[Data items]
PR #88, opened 2018-06-22
Streamline SBP messages

anth-cole:
Suppress the encoding into SBP of any observation types that are currently not supported on piksi.

@scarcanague @ljbade

### DIFF
--- a/c/src/rtcm3_sbp.c
+++ b/c/src/rtcm3_sbp.c
@@ -1122,8 +1122,6 @@ bool unsupported_signal(sbp_gnss_signal_t* sid) {
     case CODE_GAL_E6B:
     case CODE_GAL_E6C:
     case CODE_GAL_E6X:
-    case CODE_GAL_E7Q:
-    case CODE_GAL_E7X:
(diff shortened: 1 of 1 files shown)


c/src/rtcm3_sbp.c
```diff
@@ -1114,6 +1114,33 @@ static bool get_sid_from_msm(const rtcm_msm_header *header,
...
 
+bool unsupported_signal(sbp_gnss_signal_t* sid) {
+  switch(sid->code) {
+    case CODE_GPS_L5I:
+    case CODE_GPS_L5X:
+    case CODE_GPS_L5Q:
+    case CODE_GAL_E6B:
+    case CODE_GAL_E6C:
+    case CODE_GAL_E6X:
+    case CODE_GAL_E7Q:
```
scarcanague: As discussed on Slack, I think we should keep `CODE_GAL_E7Q` and `CODE_GAL_E7X' as they might be the only code sent by the base. We have some code in the firmware to then convert them to` CODE_GAL_E7I’

PR #89, opened 2018-06-25
Mark GLO L1P and L2P as invalid codes

ljbade:


nsirola:
Compiled this into the buildroot and and this is at least much better. Still getting occasional duplicate observations though (as shown by https://github.com/swift-nav/libswiftnav-private/pull/1549), but they come also from GPS so that might be a separate issue.

c/src/rtcm3_sbp.c
```diff
@@ -513,16 +513,15 @@ code_t get_glo_sbp_code(u8 freq,
     if (rtcm_code == 0) {
       code = CODE_GLO_L1OF;
     } else {
-      /* CODE_GLO_L1P currently not supported in sbp */
-      /* warn and then replace with a supported code for now */
+      /* CODE_GLO_L1P currently not supported in sbp so warn */
       send_unsupported_code_warning(UNSUPPORTED_CODE_GLO_L1P, state);
-      code = CODE_GLO_L1OF;
+      code = CODE_INVALID;
```
anth-cole: Why would we not map L1P to L1OF?

ljbade:
@anth-cole good point, reverted the change to 1012. This will suffice as a temporary fix in 1.6 until we can handle this properly in 1.7

PR #90, opened 2018-06-27
EX-206: Always check msm multiple flag

nsirola:
If the last MSM message has invalid time, its `multiple` field is not looked at, and the observation set is not sent out which caused some peculiarities:
- if the last message is missed, the observations are only when receiving the next epoch's first message, causing 1s lag in base observations
- sometimes it seems some of the collected measurements were lost altogether

(the actual change is in the commit https://github.com/swift-nav/gnss-converters/pull/90/commits/9562a9b6b6d463bd9b376932922939b9bc548d75, the other is just clang formatting)


nsirola:
Also fixed a bug in skipping unsupported signals where cell indexing for that message went out of sync.

nsirola:
The cell indexing bug was introduced on Monday with https://github.com/swift-nav/gnss-converters/pull/88 and looks to be the root cause of at least https://swift-nav.atlassian.net/browse/EX-207 and https://swift-nav.atlassian.net/browse/MAP-361

nsirola:
One more commit to address the case where SBAS or QZSS message is the last in sequence and it was skipped altogether.

c/src/rtcm3_sbp.c
```diff
@@ -237,13 +237,16 @@ void rtcm2sbp_decode_frame(const uint8_t *frame,
...
     case 1106:
     case 1107:
-      /* SBAS messages suppressed for now */
-      break;
     case 1114:
     case 1115:
     case 1116:
     case 1117:
-      /* QZSS messages suppressed for now */
+      /* SBAS and QZSS messages suppressed for now. Check only the Multiple
```
ljbade: I think we actually need to handle this for all messages in range 1070-1229 as per RTCM 3.3 section 3.5.16.3.8 Multiple MSM Output:
"Multiple MSM messages may be transmitted for a given physical epoch. In order to indicate the “End of Epoch” DF393 (MSM
Multiple Message Bit) has been introduced. This DF is the same for all GNSS and should be set to 1 if more MSM for same or another
GNSS follows for given physical epoch and given Reference Station ID.

In order to effectively utilize this bit, the decoding software should be aware of all possible GNSS transmitted in the stream. Since
new MSM messages for more GNSS are expected to be designed in the future, the following message range is reserved exclusively for
MSM
MT1070 – MT1229
It is guaranteed that 55-th bit (counting from one) represents MSM Multiple Message Bit in messages MTxxx1, MTxxx2, MTxxx3,
MTxxx4, MTxxx5, MTxxx6 and MTxxx7 from the above mentioned range of messages.
This enables the decoding software to detect the end of epoch without knowledge of the content or format of any new MSM for new
GNSS."

ljbade:
Tested the build-root build and confirm it fixes EX-207

c/src/rtcm3_sbp.c
nsirola: Refactored the sending of MSM obs buffer to be done separately for any MSM message type.

ljbade: Just tested the last build and everything appears to be working

PR #91, opened 2018-07-10
EX-230: Time diff handling fixes

nsirola:
- Fix `compute_glo_time` which returned invalid time stamps for 18 seconds before week roll over (tow overflow)
- Fix `compute_gps_time` which returned invalid Beidou time stamps for 3 hours before week roll over (tow overflow)
- Protect all calls to `gps_diff_time` with time validity checks
- Add a basic unit test for `compute_glo_time`
- Change all handling of integer second/millisecond timestamps to be done with integer data types


nsirola:
Noticed that the GLO time conversion will give whacky results during the leap second event, as well as on each midnight of the week after the leap second event (because the DOW computation from GPS TOW is off by one second), so added sanity check to invalidate GLO timestamp in this instance.

Again, even less facilities to test this in simulation.

c/src/rtcm3_sbp.c
```diff
@@ -62,9 +62,24 @@ void rtcm2sbp_init(
...
+static bool gps_time_valid(const gps_time_sec_t *t) {
+  return (t->wn != INVALID_TIME) && (t->tow < SEC_IN_WEEK);
+}
+
 static double gps_diff_time(const gps_time_sec_t *end,
                             const gps_time_sec_t *beginning) {
-  int week_diff = end->wn - beginning->wn;
+  assert(gps_time_valid(beginning));
+  assert(gps_time_valid(end));
+  s16 week_diff = end->wn - beginning->wn;
```
pmiettinen: `week_diff` is incorrectly interpreted as negative value if for example 
`end->wn > INT16_MAX` and `beginning->wn = 0`

c/src/rtcm3_sbp.c
```diff
@@ -818,8 +840,7 @@ void sbp_to_rtcm3_1230(const msg_glo_biases_t *sbp_glo_bias,
 
 void rtcm2sbp_set_gps_time(gps_time_sec_t *current_time,
                            struct rtcm3_sbp_state *state) {
-  state->time_from_rover_obs.wn = current_time->wn;
-  state->time_from_rover_obs.tow = current_time->tow;
+  state->time_from_rover_obs = *current_time;
   state->gps_time_updated = true;
```
pmiettinen: Consider using compiler barrier to prevent optimization actions reshuffling `gps_time_updated` flag setting to first. If single thread, then doesn't really matter.

c/src/rtcm3_sbp.c
```diff
@@ -818,8 +840,7 @@ void sbp_to_rtcm3_1230(const msg_glo_biases_t *sbp_glo_bias,
 
 void rtcm2sbp_set_gps_time(gps_time_sec_t *current_time,
```
pmiettinen: `const`?

c/src/rtcm3_sbp.c
```diff
@@ -861,15 +883,24 @@ void compute_gps_time(double tow_ms,
...
+  if (!state->leap_second_known) {
+    obs_time->wn = INVALID_TIME;
+    return;
+  }
   /* Need to work out DOW from GPS time first */
-  int rover_dow = rover_time->tow / SEC_IN_DAY;
-  int rover_tod = rover_time->tow - rover_dow * SEC_IN_DAY;
+  /* NOTE: this will produce incorrect day of week during the leap second, but
+   * the failure will be caught by the sanity check at the end */
+  u8 rover_dow = rover_time->tow / SEC_IN_DAY;
```
pmiettinen: Is the `rover_time` guaranteed normalized?

c/src/rtcm3_sbp.c
nsirola: Added a limit for week number in `gps_time_valid`. (we're still good until January 2608 though)

c/src/rtcm3_sbp.c
nsirola: Fixed by refactoring this boolean field away. This is the only place writing to `time_from_rover_obs`.

c/src/rtcm3_sbp.c
nsirola: Fixed

c/src/rtcm3_sbp.c
nsirola: We don't even decode the frame if it isn't. Added an assert nevertheless.

nsirola:
Fix to be verified next weekend before merging.

PR #96, opened 2018-08-03
WIP Anthony/add rtcm eph support

anth-cole:
So far no testing has been done - but the first WIP at adding GPS eph support. I'll add the other systems next but let me know if not having GPS tested is blocking anything

@mfine @mbavaro


mfine:
sweet - looking good. This is with https://github.com/swift-nav/librtcm/compare/master...anthony/add_eph_support? Just rough eyeballing, it seems like a lot of the numbers are coming over without being adjusted? Like, compare with: https://github.com/swift-nav/gnss-converters/blob/master/haskell/src/Data/RTCM3/SBP/Ephemerides.hs#L174-L197 Have'not looked too closely. Thanks for tackling this and helping us move on this!

c/src/rtcm3_sbp_ephemeris.c
```diff
@@ -0,0 +1,57 @@
...
+  sbp_gps_eph->common.ura = msg_eph->ura;
+  sbp_gps_eph->common.fit_interval = msg_eph->fit_interval;
+  sbp_gps_eph->common.valid = msg_eph->valid;
+  sbp_gps_eph->common.health_bits = msg_eph->health_bits;
+
+  sbp_gps_eph->tgd = msg_eph->kepler.tgd_gps_s * power2_31;
+
+  sbp_gps_eph->c_rs = msg_eph->kepler.crs * power2_5;
+  sbp_gps_eph->c_rc = msg_eph->kepler.crc * power2_5;
+  sbp_gps_eph->c_uc = msg_eph->kepler.cuc * power2_29;
```
anth-cole: @mfine I think most of these are converted here - it's a bit ugly at the moment. Thanks for the haskell link, I didn't realise I had that reference but that'll make checking this a lot easier.

mfine: ahh sweet, I think I missed the `power2_*` at the end - sorry about that.

c/src/rtcm3_sbp.c
```diff
@@ -178,6 +178,28 @@ void rtcm2sbp_decode_frame(const uint8_t *frame,
...
+                              (u8 *)&sbp_gps_eph,
+                              rtcm_2_sbp_sender_id(0));
+      }
+    }
+    case 1020: {
+      rtcm_msg_eph msg_eph;
+      if (RC_OK == rtcm3_decode_eph(&frame[byte], &msg_eph)){
+        msg_ephemeris_glo_t sbp_glo_eph;
+        rtcm3_glo_eph_to_sbp(&msg_eph, &sbp_glo_eph);
+        state->cb_rtcm_to_sbp(SBP_MSG_EPHEMERIS_GPS,
```
mbavaro: `SBP_MSG_EPHEMERIS_GLO` here?

c/src/rtcm3_sbp_ephemeris.c
```diff
@@ -0,0 +1,57 @@
+
+
+#include "rtcm3_sbp_internal.h"
+#include <math.h>
+
+#define power2_55 pow(2,-55) /* 2^-31 */
```
mbavaro: please let's replace this define with explicit numeric values.. `pow()` is really inefficient.. why adding unnecessary CPU cycles for a constant?
`libswiftnav` has a bunch of these in `constants.h`

ljbade:
be worth doing some basic sanity checking too, e.g. tow range, sid ranges, iode/iodc etc

c/src/rtcm3_sbp_ephemeris.c
```diff
@@ -0,0 +1,140 @@
...
+      fit_interval = 98;
+    }
+  }
+
+  return fit_interval * 60 * 60;
+}
+
+void rtcm3_gps_eph_to_sbp(rtcm_msg_eph *msg_eph, msg_ephemeris_gps_t *sbp_gps_eph, struct rtcm3_sbp_state *state) {
+  /* RTCM gives wn module 1024, so take the current time and mask the lower 10 bits */
+  sbp_gps_eph->common.toe.wn = (state->time_from_rover_obs.wn & 0xFC00) + msg_eph->wn;
```
nsirola: This fails right after a week rollover when time is already on the next cycle but transmitted ephemeris still has toe on the previous cycle. (sure would be nice to be able to submodule LNSP's common part and use `gps_adjust_week_cycle` from there)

PROMPT: The output should be exactly the lines above from the line containing "ljbade: I think" to the line containing "GNSS follows for", inclusive, with no other lines.

SOLUTION TO THIS PROBLEM:
ljbade: I think we actually need to handle this for all messages in range 1070-1229 as per RTCM 3.3 section 3.5.16.3.8 Multiple MSM Output:
"Multiple MSM messages may be transmitted for a given physical epoch. In order to indicate the “End of Epoch” DF393 (MSM
Multiple Message Bit) has been introduced. This DF is the same for all GNSS and should be set to 1 if more MSM for same or another
GNSS follows for given physical epoch and given Reference Station ID.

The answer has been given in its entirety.